Although linear models have limitations, a conservative starting point for understanding cardiovascular variabilities is to force a linear model that is as simple as possible. If at least a partial linear relation exists between the input and output variables, then positing the simplest possible relation will probably reveal it. The simplest of linear relations are easily related to physical principles of fluid dynamics. For example, a simple model expressing arterial pressure Mayer waves as a linear combination of heart rate and sympathetic activity can be derived from Poiseuille's law.
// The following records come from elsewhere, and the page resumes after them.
PR #3846, opened 2026-08-05
#3845 Parse the hex prefix spell school so combat-log-created spells keep their school

### LINKED ISSUE #3845: Combat-log-created spells get schools_mask 0 because the hex prefix school is cast with (int)
:robot: Noticed while building the immunity-bypass detector in #3835 / #3843, which needed the spell
school of a combat-log event. Not fixed there because it is a different feature and the fix rewrites
existing spell data.

## The bug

This model can be limited to two weighted inputs, each with a single time lead, allowing direct assessment of the time relations and the relative contributions of heart rate and sympathetic activity to Mayer wave amplitude. In addition, the simple model facilitates characterization of both trait (e.g. intersubject) and state (e.g. high sympathetic outflow) differences in Mayer wave genesis. An application of this model was able to account for approximately half the variance in Mayer wave amplitude (Myers *et al.* 2001). Moreover, it showed that sympathetic activity contributes to Mayer wave amplitude most when sympathetic activity is high, but that heart rate was a much more potent contributor, regardless of state differences (see Fig. 6). This simple model suggests that Mayer waves can be generated by mechanisms other than sympathetically mediated vasoconstriction, such as autochthonous vascular smooth muscle contractions (Siegel *et al.* 1976). Moreover, this demonstrates that the simplest possible bivariate linear autoregressive model can lead to testable hypotheses to guide further experimental work.

#### Other mathematical explanations and characterizations

The bulk of this review concerned modelling with regression, providing fits to physiologically observed quantities to predict their values. However, there are attempts to characterize time series with intrinsic scaling relations, fractal analysis, or series entropy. Under many conditions heart rate and blood pressure variability have a relatively large DC component, even when the signal is detrended. Some investigators have examined this and related measures (de Boer *et al.* 1985; Yeragani *et al.* 1993; Cerutti *et al.* 1996; Ivanov *et al.* 1999; Heneghan & McDarby, 2000; Mateo & Laguna, 2000; Teich *et al.* 2000), often with an interest to use these relations to assess pathophysiological conditions (Turcott & Teich, 1996; Makikallio *et al.* 1999; Porta *et al.* 2000, 2001). However, these applications can be highly problematical for both practical and theoretical reasons. Simple spectral power may provide predictors as good as (Bigger *et al.* 1993) or even better than (Teich *et al.* 2000) more complicated analyses. Moreover, slope estimates over very slow frequencies are, in fact, unstable, and pure white noise switching with Brownian motion at relatively long intervals can generate similar results (Pilgram & Kaplan, 1999). Thus, many of these metrics may simply be epiphenomena of non-stationarity.